KAYE: Good morning. Just about the top of the hour here. Earlier, we asked for your thoughts on a school superintendent who wants to fine parents $75 for every day their kids skip school.

Grand Duke twitted this. "Very good idea than maybe parents will ensure kids are in school, instill a better ethic."

YacPics writes, "Do it. Fine the parents. I think that will force the kids to focus and the parents will know their kids are in school."

And R Moni tweets, "Seventy five dollars, a good idea, won't work. Parents rights and ability to control and discipline kids has been quashed."

What are your thoughts on this? You can tweet me at RandiKayeCNN and we'll read responses later on this morning.

All right. Take a look here. Because I want to show a really funny piece of video, it is from a group calling themselves the Raging Grannies. And they have got a message for Missouri Senatorial candidate Todd Akin and his views of quote, "legitimate rape." Watch this.


RAGING GRANNIES (singing): Our female bodies aren't clever that way, we only get pregnant when we say OK. Doctors have told him so it must be so, the stork only comes if we don't say no.


KAYE: The Raging Grannies have a message for any occasion actually, not just Akin. They have also done other songs like the 12 days of taxes and a wasteful military spending, 2012, little video just like that one.

And a scary moment in Boston to tell you about. Take a look at this. A woman tried to board a train that was on the opposite side of the tracks and fell straight to the ground with her child in her arms. Turns out she's OK. Everyone is OK. But she still has no idea how or why she did it.


UNIDENTIFIED WOMAN: You were walking into the train station and you saw the train, where you're trying to go --

MEERA THAKRAR, MOTHER: I just thought that train was on that track -- that platform.
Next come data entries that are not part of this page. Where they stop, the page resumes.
PR #5251, opened 2026-03-18
Replace '--rpc xxx' flag in slice2cs with just '--icerpc'.

InsertCreativityHere:
This PR simplifies the `--rpc` option in `slice2cs` (which takes an argument of either `none`, `ice`, or `icerpc`),
down to just `--icerpc` (with no arguments).

It effectively removes the `none` option, and maps `--rpc ice` -> `<empty>` and `--rpc icerpc` -> `--icerpc`.

----

I kept the GenMode enum because we like enums more than bools, even though we basically only ever use it as a bool.

### DIFF
--- a/cpp/src/slice2cs/Gen.cpp
+++ b/cpp/src/slice2cs/Gen.cpp
@@ -59,28 +59,22 @@ Slice::Gen::Gen(const string& base, const string& dir, GenMode genMode, bool ena
     if (_genMode == GenMode::IceRpc)
     {
         printHeader(_iceRpcOut, fileBase + ".ice", _enableAnalysis);
-    }
 
-    if (_genMode == GenMode::Ice)
-    {
-        _out << sp;
-        _out << nl << "[assembly:Ice.Slice(\"" << fileBase << ".ice\")]";
-    }
-    else
-    {
         _out << sp;
         _out << nl << "using IceRpc.Ice;";
         _out << nl << "using IceRpc.Ice.Codec;";
         _out << sp;
         _out << nl << "[assembly:Ice(\"" << fileBase << ".ice\")]";
 
-        if (_genMode == GenMode::IceRpc)
-        {
-            _iceRpcOut << sp;
-            _iceRpcOut << nl << "using IceRpc.Ice;";
-            _iceRpcOut << nl << "using IceRpc.Ice.Codec;";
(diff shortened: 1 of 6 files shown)


cpp/src/slice2cs/Gen.cpp
```diff
@@ -59,28 +59,22 @@ Slice::Gen::Gen(const string& base, const string& dir, GenMode genMode, bool ena
...
-    }
-    else
-    {
         _out << sp;
         _out << nl << "using IceRpc.Ice;";
         _out << nl << "using IceRpc.Ice.Codec;";
         _out << sp;
         _out << nl << "[assembly:Ice(\"" << fileBase << ".ice\")]";
 
-        if (_genMode == GenMode::IceRpc)
```
InsertCreativityHere, line 77: Note that `GenMode::None` still meant we were generating code for IceRpc, just that we didn't want to generate `.IceRpc.cs` files.

Now that we added the manual filtering logic in https://github.com/icerpc/icerpc-csharp/pull/4272, there is no difference between `None` and `IceRpc` blocks.

csharp/src/ZeroC.Ice.Slice.Tools/Common/SliceCompilerTask.cs
```diff
@@ -102,7 +102,7 @@ protected override string GenerateCommandLineCommands()
 
         if (Rpc.Length > 0 && Rpc != "ice")
```
pepone, line 103: Maybe just `Rpc == "icerpc"`

bernardnormier: Unless I am missing something, we should add validation for the `<Rpc>` argument.

With this code, if you specify `<Rpc>FooBar</Rpc>`, you'll get ice ... not really what you'd expect.

Would it be easier to use a bool property, like `<IceRpc>true</IceRpc>` instead of `<Rpc>`? This would be more consistent with the new `--icerpc` option.

InsertCreativityHere: I had assumed that the ToolTask would automatically verify you entered a valid input, since we list them in the xaml file. Perhaps not.

Either way, I agree a bool is better, I just didn't think anyone else would agree.
I'll change it in an immediate follow-up PR.

PR #5254, opened 2026-03-19
Replace 'Rpc' String Option with 'IceRpc' Bool Option in the Slice Tool

InsertCreativityHere:
**Addendum**
The name of the new option was changed to just `IceRpc`, instead of `GenerateIceRpc`.

**Original**

This PR follows up on https://github.com/zeroc-ice/ice/pull/5251#discussion_r2956070194 and switches the `Rpc` option (a string) in the `SliceCompile` tool to `GenerateIceRpc` (a bool).

This is:
1) More in-line with how it's used in the tool
2) More in-line with the `slice2cs` CLI, where `icerpc` is a boolean flag.

### DIFF
--- a/csharp/src/ZeroC.Ice.Slice.Tools/Common/SliceCompilerTask.cs
+++ b/csharp/src/ZeroC.Ice.Slice.Tools/Common/SliceCompilerTask.cs
@@ -30,7 +30,7 @@ public abstract class SliceCompilerTask : ToolTask
     /// <summary>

And it was not like that but, I just said oh, let me go there and just catch the train. Like I thought that train was on this platform. I have no clue what I was -- my thinking was. I just wanted to make it to (INAUDIBLE) that was my goal. It was not like I had to catch another train or something. It was really stupid or me.


KAYE: Her foot wasn't on the gas and her emergency brake was fully applied. But that wasn't enough to stop the accelerator from climbing to 120 miles per hour in one Iowa woman's care. The woman who said, she couldn't turn off the car or shift out of drive eventually actually jumped out of the car. State troopers eventually tracked down the vehicle and disconnected the battery. That is one brave woman.

And the 50,000 people expected to attend the Republican National Convention won't just be focused on what's going on inside. They will also be keeping an eye on the skies above Tampa, amid concerns that tropical storm Isaac could disrupt the event.

Comedian Bill Maher put his own spin on what he describes as a unique set of events.


BILL MAHER, STAND-UP COMEDIAN: They're all going out in Tampa where an Evangelical party is going to nominate a Mormon and a Catholic, and then get wiped out by a hurricane.

(LAUGHTER) Leaving Florida to the Jews as God intended.



KAYE: A little bit of a morning laugh for you there. Thanks for starting your morning with us. We've got much more ahead on "CNN SATURDAY MORNING" which starts right now.